[Collected data entries]
PR #4414, opened 2026-04-16
Forth: fix for indentation

y-salnikov:
Forth's ctags only work if they are placed at the beginning of a line without indentation.  Regexps contained the ^ character, making indentation impossible.

https://github.com/geany/geany/issues/4551

### DIFF
--- a/Units/parser-forth.r/simple-forth.d/expected.tags
+++ b/Units/parser-forth.r/simple-forth.d/expected.tags
@@ -1,9 +1,13 @@
 DUMMY1	input.fth	/^10 constant DUMMY1$/;"	c
 DUMMY2	input.fth	/^12 CONSTANT DUMMY2$/;"	c
+DUMMY_INDENTED	input.fth	/^  13 CONSTANT DUMMY_INDENTED$/;"	c
 dummy3	input.fth	/^variable dummy3$/;"	v
 dummy4	input.fth	/^variable dummy4$/;"	v
 dummy5	input.fth	/^VARIABLE dummy5$/;"	v
+dummy_indented2	input.fth	/^  VARIABLE dummy_indented2$/;"	v
+IN_ONE_LINE	input.fth	/^7 constant SEVERAL variable _DEFINITIONS : IN_ONE_LINE 7 emit ;$/;"	w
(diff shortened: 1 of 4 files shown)


b4n:
Shouldn't you use some this like `^[[:space:]]` instead? Here I would expect it would match erroneously anywhere in a line -- including comments.

masatake:
During the build of the ctags executable, misc/optlib2c generates optlib/forth.c from optlib/forth.ctags. So you don't have to edit optlib/forth.c directly.

Could you provide a test case for your change?
See https://github.com/universal-ctags/ctags/tree/master/Units/parser-forth.r/simple-forth.d and https://docs.ctags.io/en/latest/testing-parser.html#units-test-facility .

y-salnikov:
> Shouldn't you use some this like ^[[:space:]] instead?

There can be several word definitions in one line.

masatake:
> Shouldn't you use some this like `^[[:space:]]` instead? Here I would expect it would match erroneously anywhere in a line -- including comments.

We have a regex for skipping comments as the first rule:
```
```

b4n:
OK if it's intended and working, great. And I didn't notice the comment skipping regex, my bad.

y-salnikov:
Is it possible to make ctags detect more than one tag per line?  I think there shouldn't be {exclusive} for all except comments.

masatake:
Could you squash the commits into one commit?
For the commit, could you provide a commit header that starts with "Forth: "?

> Is it possible to make ctags detect more than one tag per line? I think there shouldn't be {exclusive} for all except comments.

Is just removing {exclusive} enough?

If not, you have to use a byte-oriented regex parser instead of the line-oriented parser used in the Forth parser. See 
https://docs.ctags.io/en/latest/optlib.html#advanced-pattern-matching-with-multiple-regex-tables

y-salnikov:
Created new pull request. Don't know how to change this one.
https://github.com/universal-ctags/ctags/pull/4415

masatake:
Please, see my video to do squash the commits.

https://github.com/user-attachments/assets/80ff4078-8698-4ddc-83f0-a0bd3ac5f0bd

masatake:
Merged via #4415.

Action item:
A bare number is expected: how many lines above contain the word "than"?

Output:
2